失去光泽的青丝,被她夫君李邕亲手绾好。
唇角苦涩的药汁,由她表妹房奉珠轻手擦去。
可渐渐的,自己的身子便不中用了。
渐渐的,她发现夫君和表妹更像新婚燕尔的夫妇,举手投足间情致绵绵。
裴令仪躺在拔步床上,像只干瘪的虾子蜷缩,苟延残喘。
再后来,下人传来消息,府上新抬的房姨娘有喜了。
一夜之间,家风清正的卫国公府裴家被搜出许多罪证。
大伯一家被流放西北,父亲含冤而死,母亲与祖母惊闻噩耗一病不起,年幼的妹妹没入掖庭……
她是最后一个知道的人。
被困在后宅,她恨出了心头血。
轻信渣男,扶持毒女,是自己害了裴家。
狗男女双双来到她的院子。
房奉珠身着华贵的云锦,依旧端着那碗毒药汤,只是再也没了平素做小伏低的姿态。
她一下一下搅弄着药汁,猩红的蔻丹刺目。嘴角噙着笑,趾高气扬道,“裴令仪,裴家已经倒了。你还有何面目苟活于世?”

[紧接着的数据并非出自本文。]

PR #491, opened 2024-06-10
Collect fees handler

### LINKED ISSUE #294: BE: Endpoint to allow admin to transfer collected fees
Ocean-node will collect fees  for different services (download, compute, etc).
Create an endpoint that will allow the admin to transfer those fees.

Input params:
 - token address  (if 0x0 = native token for that chain)
 - chainId
 - token amount
 - destination address

mariacarmina:
Fixes #294  .

Changes proposed in this PR:

- create handler for collecting provider fees as admin
- added tests
- tweak getProviderWallet() function


src/components/core/utils/feesHandler.ts
```diff
@@ -495,7 +505,7 @@ export async function getProviderFeeToken(chainId: number): Promise<string> {
   )
   if (result.length === 0 && chainId === 8996) {
     const localOceanToken = getOceanArtifactsAdresses().development.Ocean
-    return localOceanToken || ethers.ZeroAddress
```
paulo-ocean, line 498: Hi @mariacarmina 
 `localOceanToken` can still be null or undefined here, so we should return `ZeroAddress` in that case, which is basically as it was before
tkx

src/components/core/utils/feesHandler.ts
```diff
@@ -470,11 +471,20 @@ export async function checkFee(
  * @param chainId the chain id (not used now)
  * @returns the wallet
  */
-export async function getProviderWallet(chainId?: string): Promise<ethers.Wallet> {
-  const wallet: ethers.Wallet = new ethers.Wallet(
+export async function getProviderWallet(chainId: string = null): Promise<ethers.Wallet> {
+  if (chainId) {
```
paulo-ocean, line 475: Hi @mariacarmina 
I think we should at least check if the chainId is valid and supported (or we can do it before.. check the other comments)

Afaik, he original idea of this function was just to get the node **wallet address**, which is always the same for EVM chains, so the chain id would not be needed for that.

If we are "extending" the function usage, and want to perform operations with the wallet, we probably could be using the `utils/blockchain` class instead.. which already handles the provider, signer, etc..
So, we could probably refactor the function to create an instance of blockchain and get the wallet from there

thanks

src/components/core/admin/collectFeesHandler.ts
```diff
@@ -0,0 +1,96 @@
...
+import { getConfiguration } from '../../../utils/index.js'
+import { getProviderFeeToken, getProviderWallet } from '../utils/feesHandler.js'
+import { parseUnits, Contract, ZeroAddress } from 'ethers'
+import ERC20Template from '@oceanprotocol/contracts/artifacts/contracts/templates/ERC20Template.sol/ERC20Template.json' assert { type: 'json' }
+import { CORE_LOGGER } from '../../../utils/logging/common.js'
+import { Readable } from 'stream'
+
+export class CollectFeesHandler extends AdminHandler {
+  validate(command: AdminCollectFeesCommand): ValidateParams {
+    if (
```
paulo-ocean, line 19: Hi, 
We should be validating all mandatory parameters like the `chainId` as well like:
`if (!validateCommandParameters(command, ['chainId'])) {`

Imo, we don't need our own regex test for checking addresses, we can just use `isAddress()` function from ethers (we are using it in many other places as well)

Additionally, we should also check if the chainId is supported (not just provided as param) like:
`await checkSupportedChainId(task.chainId)` 
(check the reindex commands for instance)
thanks

src/components/core/admin/collectFeesHandler.ts
```diff
@@ -0,0 +1,96 @@
...
+      )} on a different node.`
+      CORE_LOGGER.error(msg)
+      return buildErrorResponse(msg)
+    }
+    const providerWallet = await getProviderWallet(String(task.chainId))
+    try {
+      const providerFeeToken = await getProviderFeeToken(task.chainId)
+      if (
+        task.tokenAddress.toLowerCase() !== providerFeeToken.toLowerCase() ||
+        task.tokenAddress === ZeroAddress ||
```
paulo-ocean, line 48: Hi 
I think we might be missing something else here.
From the issue definition:
```
Input params:
token address (if 0x0 = native token for that chain)
```
So, if the token address is the ZeroAddress, we should use the native token of the chain, not reject it
as far as i understand it, if the providerFeeToken is not set (ZeroAddress) and we also send the ZeroAddress, we should work with the native token of the chain
thanks

paulo-ocean (approved):
LGTM, 
some minor tweaks could still be done

src/components/core/utils/feesHandler.ts
```diff
@@ -470,11 +471,25 @@ export async function checkFee(
...
-  const wallet: ethers.Wallet = new ethers.Wallet(
+export async function getProviderWallet(
+  chainIdProvided: string = null
+): Promise<ethers.Wallet> {
+  if (chainIdProvided) {
+    // to avoid breaking change for other tests
+    const config = await getConfiguration()
+    const { rpc, network, chainId, fallbackRPCs } =
+      config.supportedNetworks[chainIdProvided]
+    const blockchain = new Blockchain(rpc, network, chainId, fallbackRPCs)
```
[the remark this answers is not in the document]
mariacarmina: ok, I'll add this, sure. Thanks!

src/components/core/admin/collectFeesHandler.ts
```diff
@@ -0,0 +1,118 @@
...
+    if (!checkChainId.validation) {
+      return buildErrorResponse(
+        `Chain ID ${task.chainId} is not supported in the node's config`
+      )
+    }
+    const providerWallet = await getProviderWallet(String(task.chainId))
+    try {
+      let providerFeeToken = await getProviderFeeToken(task.chainId)
+      if (task.tokenAddress === ZeroAddress) {
+        // for the moment I put Ocean token from address.json
```
alexcos20, line 64: if tokenAddress is 0x00, then you need to transfer native tokens (ETH, Matic, etc)

alexcos20 (changes requested):
see my comments

src/components/core/admin/collectFeesHandler.ts
```diff
@@ -0,0 +1,153 @@
...
+      const { rpc, network, chainId, fallbackRPCs } =
+        config.supportedNetworks[task.chainId]
+      const blockchain = new Blockchain(rpc, network, chainId, fallbackRPCs)
+      const provider = blockchain.getProvider()
+      const providerWallet = await getProviderWallet(String(task.chainId))
+      const ammountInEther = parseUnits(task.tokenAmount.toString(), 'ether')
+      const providerWalletAddress = await providerWallet.getAddress()
+
+      let receipt
+      if (task.tokenAddress === ZeroAddress) {
```
jamiehewitt15, line 74: Can you make sure that all the address comparisons are done in lowercase? 

```suggestion
      if (task.tokenAddress?.toLowerCase() === ZeroAddress) {
```

src/components/core/admin/collectFeesHandler.ts
```diff
@@ -0,0 +1,153 @@
...
+        return {
+          stream: null,
+          status: {
+            httpStatus: 404,
+            error: msg
+          }
+        }
+      }
+      if (receipt.status !== 1) {
+        const msg: string = `Reverted transaction: ${receipt}`
```
bogdanfazakas, line 123: isn't receipe here an object ? wouldn't it be better to add one the receipt properties to this message ?

src/components/core/utils/feesHandler.ts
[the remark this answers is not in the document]
bogdanfazakas: yeah agreed, but do we really need this method or we should always use the signer and provider from the blockchain class ?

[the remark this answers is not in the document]
paulo-ocean: > yeah agreed, but do we really need this method or we should always use the signer and provider from the blockchain class ?

i think we could use it as a "shortcut", for when we want the wallet, otherwise we will be repeating "new Blockchain()" part in a lot of places

src/components/core/admin/collectFeesHandler.ts
mariacarmina: tokenAddress is a mandatory parameter and validated that it's not missing, I'll add `toLowerCase()`, thanks.

src/components/core/admin/collectFeesHandler.ts
mariacarmina: put logs property and stringified

src/@types/commands.ts
```diff
@@ -116,6 +121,13 @@ export interface AdminReindexTxCommand extends AdminCommand {
   txId: string
 }
 
+export interface AdminCollectFeesCommand extends AdminCommand {
+  tokenAddress: string
+  chainId: number
+  tokenAmount: number
```
jamiehewitt15, line 127: Is it possible to make `tokenAmount` optional and make the default value the maximum available amount?

mariacarmina: I transfer the whole balance if token amount is not provided.

jamiehewitt15: Ok nice, thank you

jamiehewitt15 (approved):
Looks good to me

alexcos20 (approved):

李邕小心护着房奉珠的肚子,并不施舍一毫一厘的目光给裴令仪。
他一手扶着房奉珠的腰肢,冷血道,“珠儿,还和那蠢妇废什么话,早些料理了她是正经!”
房奉珠侧身看他一眼,嗔道,“邕郎,这蠢妇还未交代出她的嫁妆在哪,你莫要心急。”
李邕扯了扯嘴角,“我不是已经把她的大半嫁妆都予你了吗,余下的充入府中中馈,倒是省了三四年的嚼用。”
房奉珠却缠道,“邕郎有所不知,这愚妇的祖母私下还赠了她一座银楼。让她吐出来,送给我们的未出世的宝宝做礼物可好?”
听了这话李邕哪有不依,“好,好。珠儿说什么就是什么。”
他瞥了一眼形销骨立的裴令仪,嫌弃地别开脸,“快说吧,银楼的房契在哪?”
裴令仪只觉得恶寒无比。
她流着泪笑出了声,“你们真想知道?”
房奉珠有些焦躁,“快说呀!”
裴令仪微抬了抬手,“奉珠,你过来,我只告诉你一人。”
棋只差最后一着,此时房奉珠眼里只有白花花的银子。
把药碗往李邕手里一搁,她走近,等裴令仪开口。
裴令仪闭了闭眼,盖过眼底滔天的恨意,让她倾身附耳听。
下一秒,裴令仪用尽了最后的力气将房奉珠推到在地,打翻了床边的烛台。
烛台倒在帐幔上,裴令仪早在上面一遍一遍淋满了桂花头油。
火光冲天而起。
房奉珠发出刺耳的尖叫声,血流了一地,很快染红了她的裙摆。
李邕大惊失色,大步上来挥开了裴令仪,可火势再也收势不住……
她倒在火光中,眼角泌出了血泪。
若有来世,定要尔等血债血偿。
丰禾坊,裴府,眠风馆。
强力的窒息感与烈焰的烧炽感涌来,裹挟着钻心的痛楚与遗恨,令人喘不过气,快到临界,迫着裴令仪惊醒。
她还紧握着双拳,迟迟睁开眼,如梦似幻,真假难分。
转了转眼珠,浑身像被人痛揍了一顿,软绵绵的提不起劲儿。
她不适地动了动,怔愣发现头顶悬挂着碧色缠枝莲帐幔,身上还盖着香洁的薄衾。